Рано заинтересовал меня и вопрос о происхождении человека. Уже во втором классе я прочитал первую научно-популярную книгу на эту тему, из которой узнал кто такие австралопитеки, питекантропы, неандертальцы и кроманьонцы. Несмотря на инстинктивный страх, испытываемый перед человеческими костями, мне страстно хотелось раскапывать в пещерах стоянки первобытных людей, а в школе, на уроках рисования я даже изображал в своём альбоме черепа неандертальцев. Древние инстинкты теснила детская любознательность…
Во время «раскопок» в огороде я порой находил мелкие косточки, и даже небольшие челюсти с зубами. Но то были останки кроликов, которых разводил дед, и которых мы любили кушать, а также, вероятно, останки кошек и собак, когда-то живших в этой усадьбе. Я понимал, что это не древние кости, и знал, что настоящие древности следует искать гораздо глубже, и может даже где-нибудь в другом месте. Но где?
Я грезил раскопками, но не знал, где именно следует копать землю, чтобы найти стоянки первобытных людей, древние города, затерянные сокровища, кости ископаемых животных. Опыт огородных раскопок говорил о том, что наобум можно копать долго, но безрезультатно.
С появлением в моей жизни Песчанского карьера ситуация изменилась. Прежде недоступные для меня земные слои были там обнажены на большом протяжении. Несмотря на название, в этом карьере добывался исключительно гранит. Имя же ему дало расположенное рядом село Песчаное. На гранитах лежали зелёные «глины», а ещё выше – желтовато-белые кварцевые пески. Поскольку пески залегали под слоями чернозёма и рыжеватой глины, сомневаться в их древности не приходилось. Но какова степень этой древности я понятия не имел.
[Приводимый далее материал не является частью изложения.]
PR #263, opened 2025-04-11
HAL controller

perrintong325:
- HAL
  - V3: included all reboot control and interface(power control).
  - All older versions: reboot using supervisor, no error handling.

- CubeSat class
  - new variables in device class to accommodate for reboot logic and mapped with associated power lines
  - "dead" variable to know if a device should be rebooted
  - ASIL(Argus Safety Integrity Level) to determine device's importance

- SD card
  - VFS wrapper to support deinit

- Firmware
  - Custom adafruit driver and firmware to support deinit

- Error List
  - New unified error list, driver level to be completed

tested on Argus3(all ASIL level triggered reboot, ensure "dead" device doesn't attempt to reboot, MCU hard reboot), Argus2(supervisor soft reboot)


flight/hal/drivers/adm1176.py
```diff
@@ -276,7 +276,7 @@ def __on_off_test(self) -> int:
             print("Error: Could not turn on device after turning off")
             return Errors.ADM1176_COULD_NOT_TURN_ON
```
kmkar31, line 277: ADM1176-specific errors don't seem to be defined yet

kmkar31 (commented):
What is actually monitoring for errors? I see the ```handle_error``` method to make reboot decisions but shouldn't there be a task to actually monitor errors and call this method?

flight/hal/drivers/adm1176.py
perrintong325: hal monitor will be in a diff pr because there's two different tasks(eps and Hal monitor) so need to merge this first

perrintong325: yeah that was in the old file forgot to move it to new one my b updated now.

kmkar31 (approved):
Is the task monitoring driver errors going to be in a new PR?

flight/tasks/obdh.py
```diff
@@ -25,19 +29,31 @@ async def main_task(self):
...
 
             if self.CLEANUP_COUNTER >= self.CLEANUP_COUNT_THRESHOLD:
                 DH.check_circular_buffers()
                 DH.clean_up()  # Clean up path that have been marked for deletion
                 self.CLEANUP_COUNTER = 0
 
+            if self.GC_COUNTER >= self.GC_COUNT_THRESHOLD:
+                gc.collect()
+                self.GC_COUNTER = 0
+
```
Ibrassow, line 56: GC is already called after each task execution cycle
image

perrintong325: @Akshat412 is a big fat liar

perrintong325:
> Is the task monitoring driver errors going to be in a new PR?

yes

kmkar31 (approved):

Ibrassow (approved):

Akshat412 (approved):

PR #268, opened 2025-04-16
SIL Improvements and Speedup

kmkar31:
Handles the following:
- Adds MAX17205 to the emulator
    - Can be used to toggle state transitions (by changing initial soc)
- Adds power monitors for solar panels and jetson
- Adds RTC


kmkar31:
Found some bug in GNC sim that causes RK4 to spit nan values after ~5 orbits

kmkar31:
1. Ground track on a 250x speedup 8 second real world runtime
ground_track

2. Ground track on a 125x speedup 14 second real world runtime
ground_track

The times are not exactly 2x because it takes about a second to copy all files to the build folder

Ibrassow:
Can you increase the SIL time to run 24h worth of orbits?

kmkar31:
> Can you increase the SIL time to run 24h worth of orbits?

Done

flight/core/states.py
```diff
@@ -53,7 +53,7 @@ class STATES:
         LOW_POWER: [NOMINAL, LOW_POWER],
     }
 
-    DETUMBLING_TIMEOUT_DURATION = 30  # seconds - TODO: Update with actual value
+    DETUMBLING_TIMEOUT_DURATION = 1.5 * 60 * 60  # seconds - TODO: Update with actual value
```
Ibrassow, line 56: where this value is coming from?

Ibrassow (dismissed):
Can you raise an issue for a config interface for the SIL on the MB side (without having to deal with the backend for that)?

perrintong325 (dismissed):

flight/apps/adcs/ad.py
```diff
@@ -467,7 +467,7 @@ def EKF_update(self, H: np.ndarray, innovation: np.ndarray, R_noise: np.ndarray)
         # S is scaled up by 1000 and then down to remove this error
         # If the singularity persists, we stop the covariance update
         try:
-            S_inv = 1000 * np.linalg.inv(1000 * S)
+            S_inv = np.linalg.inv(S)
```
Akshat412, line 470: Why is this multiplication changed (saying again cuz I think the last PR wasn't published correctly).

Akshat412 (changes requested):

Akshat412 (dismissed):

perrintong325 (dismissed):

flight/core/states.py
Ibrassow: > What's the reasoning behind this value?

Still haven't had an answer

Ibrassow:
> Can you raise an issue for a config interface for the SIL on the MB side (without having to deal with the backend for that)?

?

flight/core/states.py
kmkar31: Well, my analysis (from algorithm fixes on #276) says we detumble in like 40 min as long as we start under 20 deg/s. As a conservative value, I set it to 90 min since we never reattempt detumbling once the flag is set

kmkar31:
> Can you raise an issue for a config interface for the SIL on the MB side (without having to deal with the backend for that)?

Not sure I understand. What does a config for SIL mean?

Ibrassow (dismissed):

Ibrassow:
> > Can you raise an issue for a config interface for the SIL on the MB side (without having to deal with the backend for that)?
> 
> Not sure I understand. What does a config for SIL mean?

Configuration files that is read at the start to set all parameters of the SIL/simulation: run time, faults to inject, device availability, etc

PR #269, opened 2025-04-16
Comms: DOWNLINK_ALL CMD + File Time Fixes

Akshat412:
New state for the internal comms SM: DOWNLINK_ALL. If entered (a precondition for which is a valid filepath), comms will stay in this state and downlink all file packets for the file at the associated path.

Comms Statechart drawio

This is a worst-case scenario command, to be used only at the end of a ground pass or if we know of any critical errors and just want to get as much use out of the spacecraft as possible.

Additionally, this PR fixes some issues in finding files at a particular "file_time" as requested by the GS.

### DIFF
--- a/flight/apps/command/commands.py
+++ b/flight/apps/command/commands.py
@@ -137,7 +137,7 @@ def REQUEST_FILE_METADATA(file_id, file_time=None):
     file_tag = file_tags_str[file_id]
 
     if file_time is None:
-        file_path = DH.request_TM_path(file_tag)
+        file_path = DH.request_TM_path(file_tag, True)
     else:
         # Specify file_tag, latest = False and file_time
         file_path = DH.request_TM_path(file_tag, False, file_time)
--- a/flight/apps/command/commands.py
+++ b/flight/apps/command/commands.py
@@ -151,7 +151,7 @@ def REQUEST_FILE_PKT(file_id, file_time):
 
 
 def REQUEST_IMAGE():
-    raise NotImplementedError("Handled internally by comms subsystem")
+    raise NotImplementedError("Not implemented")
 
 
 def DOWNLINK_ALL(file_id, file_time=None):
--- a/flight/apps/command/commands.py
+++ b/flight/apps/command/commands.py
@@ -145,8 +145,7 @@ def REQUEST_FILE_METADATA(file_id, file_time=None):
     return [file_path]
 
 
-# TODO: Remove REQUEST_FILE_PKT REQUEST_IMAGE and DOWNLINK_ALL
-# These are handled internally in comms
+# NOTE: REQUEST_FILE_PKT REQUEST_IMAGE and DOWNLINK_ALL are handled internally in comms
 def REQUEST_FILE_PKT(file_id, file_time):
     """Requests a specific file packet from the spacecraft."""
     logger.info(f"Executing REQUEST_FILE_PKT with file_tag: {file_id}, file_tim: {file_time}")
--- a/flight/apps/command/commands.py
+++ b/flight/apps/command/commands.py
@@ -145,7 +145,7 @@ def REQUEST_FILE_METADATA(file_id, file_time=None):
     return [file_path]
 
 
-# NOTE: REQUEST_FILE_PKT REQUEST_IMAGE and DOWNLINK_ALL are handled internally in comms
+# NOTE: REQUEST_FILE_PKT handled internally in comms
 def REQUEST_FILE_PKT(file_id, file_time):
     raise NotImplementedError("Handled internally by comms subsystem")
 
@@ -154,8 +154,19 @@ def REQUEST_IMAGE():
     raise NotImplementedError("Handled internally by comms subsystem")
 
 
-def DOWNLINK_ALL():
-    raise NotImplementedError("Handled internally by comms subsystem")
+def DOWNLINK_ALL(file_id, file_time=None):
+    """Downlinks all packets for a specific file from the spacecraft."""
+    logger.info(f"Executing DOWNLINK_ALL with file_tag: {file_id} and file_time: {file_time}")
+    file_path = None
+    file_tag = file_tags_str[file_id]
+
+    if file_time is None:
+        file_path = DH.request_TM_path(file_tag)
+    else:
+        # Specify file_tag, latest = False and file_time
+        file_path = DH.request_TM_path(file_tag, False, file_time)
+
+    return [file_path]
 
 
 def get_tx_message_header():
--- a/flight/apps/command/commands.py
+++ b/flight/apps/command/commands.py
@@ -147,32 +147,15 @@ def REQUEST_FILE_METADATA(file_id, file_time=None):
 
 # NOTE: REQUEST_FILE_PKT REQUEST_IMAGE and DOWNLINK_ALL are handled internally in comms
 def REQUEST_FILE_PKT(file_id, file_time):
-    """Requests a specific file packet from the spacecraft."""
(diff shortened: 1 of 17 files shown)


flight/apps/comms/comms.py
```diff
@@ -106,13 +112,24 @@ class SATELLITE_RADIO:
...
     filepath = None
-    file_ID = 0x01
+    file_ID = 0x00
     file_size = 0
-    file_time = 1738351687
+    file_time = 0
     file_message_count = 0
 
+    """
+    NOTE: This flag can be set to force comms into DOWLINK_ALL.
```
Akshat412, line 123: This can be used for autonomously downlinking a file in orbit, completely decoupled from any GS interactions.

sa2415 (dismissed):

flight/apps/comms/comms.py
perrintong325: why is time now set to 0?

s026134 (dismissed):

flight/apps/comms/comms.py
Akshat412: file_ID, file_time etc. are file metadata parameters for the file comms is currently downlinking. When testing previously I had to hardcode these because the DH could not parse file creation time from the filename. Now that we can do that, there's no point in hardcoding / initializing these to anything.

sa2415:
Works with groundstation DOWNLINK_ALL

sa2415 (dismissed):

perrintong325 (approved):

flight/apps/comms/comms.py
```diff
@@ -400,13 +426,55 @@ def transmit_file_packet(cls):
         pkt_size = cls.file_get_packet(cls.rq_sq_cnt)
 
         # Pack header
+
+        # pkt_size + 5 is to accomodate 5 bytes of file info (file_ID, 1 byte; file_time, 4 bytes) w/ pkt_size bytes of
```
s026134, line 430: In that case I would recommend setting a macro for 5 for better readability

Ibrassow (changes requested):
. Will review tonight

s026134 (approved):

flight/apps/command/commands.py
```diff
@@ -139,38 +139,23 @@ def REQUEST_FILE_METADATA(file_id, file_time=None):
...
+    raise NotImplementedError("Handled internally by comms subsystem")
 
 
 def REQUEST_IMAGE():
-    """Requests an image from the spacecraft's internal storage."""
-    logger.info("Executing REQUEST_IMAGE")
-    # TODO: finish implementation, if we are keeping this command
-    path = DH.request_TM_path_image()
-    return [path]
+    raise NotImplementedError("Handled internally by comms subsystem")
```
Ibrassow, line 154: I disagree with this change, especially for those initial REQUEST_XXX commands. This is breaking logic already in place for no reason, breaking command logic and log paths, and this is confusing. Please revert @Akshat412 

DOWNLINK_ALL can be the exception since this is an emergency measure but there is no point for those.

flight/apps/comms/comms.py
```diff
@@ -400,13 +426,55 @@ def transmit_file_packet(cls):
...
+        # file data
         tx_header = (
             (MSG_ID.SAT_FILE_PKT).to_bytes(1, "big") + (cls.rq_sq_cnt).to_bytes(2, "big") + (pkt_size + 5).to_bytes(1, "big")
         )
 
-        # Pack entire message
+        # Pack entire message, file_array contains file info
+        cls.tx_message = tx_header + cls.file_ID.to_bytes(1, "big") + cls.file_time.to_bytes(4, "big") + cls.file_array
```
Ibrassow, line 437: Make the endianness a global constant (can be part of the HAL if necessary)

flight/apps/comms/comms.py
```diff
@@ -449,6 +517,42 @@ def check_rq_file_params(cls, packet):
...
+            logger.warning("[COMMS ERROR] Undefined TX filepath")
+            cls.dlink_all = False
+
+        else:
+            # Generate internal metadata for this filepath
+            cls.file_get_metadata()
+            cls.dlink_all = True
+            cls.int_sq_cnt = 0
+
+            logger.info(f"Starting downlink of file for {cls.file_message_count} packets")
```
Ibrassow, line 554: Even looking at this, I don't think you even need to bypass the CDH to get the file path for DOWNLINK_ALL. Cmd -> CDH gives the filepath -> Comms downlink all the packets autonomously once received from the CDH.

flight/core/data_handler.py
```diff
@@ -1341,8 +1341,9 @@ def get_closest_file_time(file_time: int, files: List[str]):
         str: file path with the closest file time to the one requested
     """
     # Search for the specific file with closest time to requested file time
+    # Do not consider the process configuration file (file[0] in file list)
     try:
-        return min(files, key=lambda f: abs(extract_time_from_filename(f) - file_time))
+        return min(files[1:], key=lambda f: abs(extract_time_from_filename(f) - file_time))
```
Ibrassow, line 1346: Please remove this change and the comment, this is breaking other logics. The function should consider only the arguments with the assuming they are all given files in the correct format (the unit tests with the same assumption). You should look at where the function is called, where the process file is already filtered to some extent: 
image

tests/test_data_handler.py
```diff
@@ -82,6 +82,7 @@ def test_extract_time_from_filename(input_filename, expected_output):
 )
 def test_get_closest_file_time(file_time, expected_output):
     files = [
+        ".data_process_configuration.json",
```
Ibrassow, line 85: see my comment above, this is not the point of the function to filter that

Ibrassow (changes requested):

perrintong325 (dismissed):

flight/core/data_handler.py
```diff
@@ -418,7 +418,7 @@ def request_TM_path(self, latest: bool = False, file_time=None) -> Optional[str]
                     transmit_file = files[1]
 
                 if file_time is not None:
-                    result_file = get_closest_file_time(file_time, files)
+                    result_file = get_closest_file_time(file_time, files[1:])
```
Ibrassow, line 421: I think the whole function - request_TM/XX_path - is stupid (not your fault lol, I'm at the origin of it) and need a refactor with a proper guarantee (right now, there is none that it won't fault). I'd suggest to hold off. I'll get a commit/PR tomorrow really quick that will solve this weirdness and guarantee a proper file

flight/core/data_handler.py
```diff
@@ -680,7 +680,7 @@ def request_TM_path(self, latest: bool = False, file_time=None) -> Optional[str]
...
```
Ibrassow, line 683: ^Same as previous comment

flight/core/data_handler.py
Akshat412: That sounds good, but do note that for comms at least there is error checking to ensure a filename is not None or something. As long as get_closest_file_time doesn't return a bogus filename we should be good.

Akshat412: Where is the PR :eyes:

perrintong325 (approved):

Ibrassow (approved):
Small comment change to do then it's good to go. Do you have results of the DOWNLINK_ALL RX on the GS side to post on this PR (list of files downlinked + screenshot of one you decoded)

sa2415 (dismissed):

s026134 (approved):

Akshat412:
image

PR #275, opened 2025-04-20
Burnwire sequence

perrintong325:
fixed burn wire driver that doesn't like when you only write 1 bit. tested on burnwire driver with fish wires. Added burn wire sequence to command

### DIFF
--- a/flight/tasks/command.py
+++ b/flight/tasks/command.py
@@ -59,10 +59,13 @@ class Task(TemplateTask):
         # DEPLOYMENT SEQUENCE
         # ------------------------------------------------------------------------------------------------------------------------------------
         burn_wires = SATELLITE.BURN_WIRES
-        if self.deploymentPWM != 0:
-            # Disable previous PWM to prevent brown out
+        if self.deploymentPWM == 0:
+            # Enable the first PWM
+            burn_wires.set_pwm(self.deploymentPWM, _BURN_WIRE_STRENGTH)
+        elif self.deploymentPWM < _PWM_MAX:
+            # Disable previous PWM and enable current one
             burn_wires.set_pwm(self.deploymentPWM - 1, 0)
-        burn_wires.set_pwm(self.deploymentPWM, _BURN_WIRE_STRENGTH)
+            burn_wires.set_pwm(self.deploymentPWM, _BURN_WIRE_STRENGTH)
         burn_wires.enable_driver()
         self.deploymentPWM += 1  # Increment PWM for next deployment
 
--- a/flight/tasks/command.py
+++ b/flight/tasks/command.py
@@ -21,6 +21,7 @@ _TPM_INIT_TIMEOUT = const(10)  # seconds
 _EXIT_STARTUP_TIMEOUT = const(5)  # seconds
 _BURN_WIRE_STRENGTH = const(7)  # 0-255
 _DEPLOYMENT_INTERVAL = const(5)  # seconds
+_PWM_MAX = const(3)  # Maximum PWM value for deployment
 
 
 class Task(TemplateTask):
@@ -138,11 +139,11 @@ class Task(TemplateTask):
 
                 if SATELLITE.BURN_WIRES_AVAILABLE:  # TODO: add deployment flag
                     # Deployment finished when the deployment PWM reaches 3
-                    if self.deploymentPWM == 3 and deployment_time_check:
+                    if self.deploymentPWM == _PWM_MAX and deployment_time_check:
                         self.log_info("Deployment complete")
                         self.deployment_done = True
                         SATELLITE.BURN_WIRES.disable_driver()
-                    elif self.deploymentPWM < 3 and deployment_time_check:
+                    elif self.deploymentPWM < _PWM_MAX and deployment_time_check:
                         self.log_info(f"Deployment sequence: {self.deploymentPWM}")
                         self.last_deployment_time = TPM.monotonic()
                         self.deployment_sequence()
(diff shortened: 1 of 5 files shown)


flight/tasks/command.py
```diff
@@ -47,6 +48,21 @@ def __init__(self, id):
...
+        # ------------------------------------------------------------------------------------------------------------------------------------
+        if SATELLITE.BURN_WIRES_AVAILABLE:
+            self.log_info("Burn wires available, deploying...")
+            burn_wires = SATELLITE.BURN_WIRES
+            burn_wires.set_pwm(0, _BURN_WIRE_STRENGTH)
+            burn_wires.set_pwm(1, _BURN_WIRE_STRENGTH)
+            burn_wires.set_pwm(2, _BURN_WIRE_STRENGTH)
+            burn_wires.enable_driver()
+            TPM.sleep(5)
+            burn_wires.disable_driver()
```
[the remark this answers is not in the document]
perrintong325: r u on crack wt r u on bro

flight/tasks/command.py
```diff
@@ -47,6 +48,25 @@ def __init__(self, id):
...
+            burn_wires.set_pwm(0, _BURN_WIRE_STRENGTH)
+            burn_wires.enable_driver()
+            TPM.sleep(5)
+            burn_wires.set_pwm(0, 0)
+            burn_wires.set_pwm(1, _BURN_WIRE_STRENGTH)
+            TPM.sleep(5)
+            burn_wires.set_pwm(1, 0)
+            burn_wires.set_pwm(2, _BURN_WIRE_STRENGTH)
+            TPM.sleep(5)
+            burn_wires.disable_driver()
```
Ibrassow, line 67: No sleep please. Use time-based checks across task run cycles to enable/disable  the burnwires and set the pwm

Ibrassow (changes requested):

flight/tasks/command.py
Akshat412: @perrintong325 when the WDT is active, this will make it trigger. It's best to put all this in a function and implement it as a state machine where the state changes across task runs based on the clock time.

flight/tasks/command.py
```diff
@@ -111,9 +129,31 @@ def startup(self):
...
+                # check if the deployment is ready to be performed
+                deployment_time_check = (
+                    (TPM.monotonic() - self.last_deployment_time) >= _DEPLOYMENT_INTERVAL
+                    if self.last_deployment_time is not None
+                    else True
+                )
+
+                if SATELLITE.BURN_WIRES_AVAILABLE:  # TODO: add deployment flag
+                    # Deployment finished when the deployment PWM reaches 3
+                    if self.deploymentPWM == 3 and deployment_time_check:
```
Ibrassow, line 141: make the "3" a global variable or class attribute to be tuned --> `NUM_DEPLOYMENT_PWM = 3`

flight/tasks/command.py
```diff
@@ -111,9 +129,31 @@ def startup(self):
...
+                        self.log_info("Deployment complete")
+                        self.deployment_done = True
+                        SATELLITE.BURN_WIRES.disable_driver()
+                    elif self.deploymentPWM < 3 and deployment_time_check:
```
Ibrassow, line 145: make the "3" a global variable or class attribute to change it easily --> `NUM_TRIAL_DEPLOYMENT_PWM = 3`

flight/tasks/command.py
```diff
@@ -111,9 +129,31 @@ def startup(self):
...
+                        self.log_info(f"Deployment sequence: {self.deploymentPWM}")
+                        self.last_deployment_time = TPM.monotonic()
+                        self.deployment_sequence()
+                else:
+                    self.log_info("Skipping deployment sequence...")
```
Ibrassow, line 150: `self.log_info("Skipping deployment sequence... Burn wires not available")`

flight/tasks/command.py
```diff
@@ -19,6 +19,8 @@
 
 _TPM_INIT_TIMEOUT = const(10)  # seconds
 _EXIT_STARTUP_TIMEOUT = const(5)  # seconds
+_BURN_WIRE_STRENGTH = const(7)  # 0-255
+_DEPLOYMENT_INTERVAL = const(5)  # seconds
```
Ibrassow, line 23: is that enough? we can make the STARTUP state last longer if needed too

flight/tasks/command.py
perrintong325: it's not necessarily true because we need to add deployment flags(ie if we reboot the sat we can skip this). cc @Akshat412

flight/tasks/command.py
perrintong325: it burnt it when we tried. 7 was the highest I can get without browning out. might hv to make the intervals longer still need to try this again.

flight/tasks/command.py
Ibrassow: I'd still change the message if the deployment flags are missing (in this case, you'd also have another log message). We shouldn't be logging (or writing any software, for that matter) based on features that don't exist yet

kmkar31 (approved):

flight/tasks/command.py
Akshat412: I can add this in within this PR, it's not a big change.

Akshat412: But also agree with the above. Deployment flag is a very different case from the burn wires not being available (which can legitimately happen in dev, this is an I2C device). Both situations need very different log messages.

Akshat412 (approved):

Ibrassow (approved):

kmkar31 (approved):

PR #276, opened 2025-04-22
ADCS bug fixes 5

kmkar31:
Fixes faults in 
- ACS
- MEKF


kmkar31:
Detumbling Fix:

Вопрос о происхождении и геологическом возрасте карьерного песка не давал мне покоя. Этот песок очень походил на тот, который слагал современные берега Днепра. Но от Песчанского карьера до днепровского берега было около трёх километров. Мне – в то время одиннадцатилетнему мальчишке – трудно было представить, что когда-то Днепр был настолько широк, что линия его левого берега проходила через село Песчаное. Но оказалось, что «расширять» русло Днепра до нескольких километров было совсем не обязательно: где-то я прочитал, что реки, подмывая берега, постепенно изменяют свои русла. В то, что русло Днепра могло за тысячи лет переместиться на три километра западнее, верилось уже легче. Но меня ещё смущало другое обстоятельство: чистые кварцевые пески были распространены на обширной площади восточной окраины города. Эта песчаная равнина с мелкобугристым рельефом, покрытая пятнами сосновых насаждений, отстояла от современного днепровского берега ещё дальше, чем Песчанский карьер. Обширные песчаные пустыри, зажатые между сосновыми лесами, невольно напоминали мне пустыню. И тогда я посчитал наиболее вероятной другую версию происхождения этих песков: они были оставлены древним морем.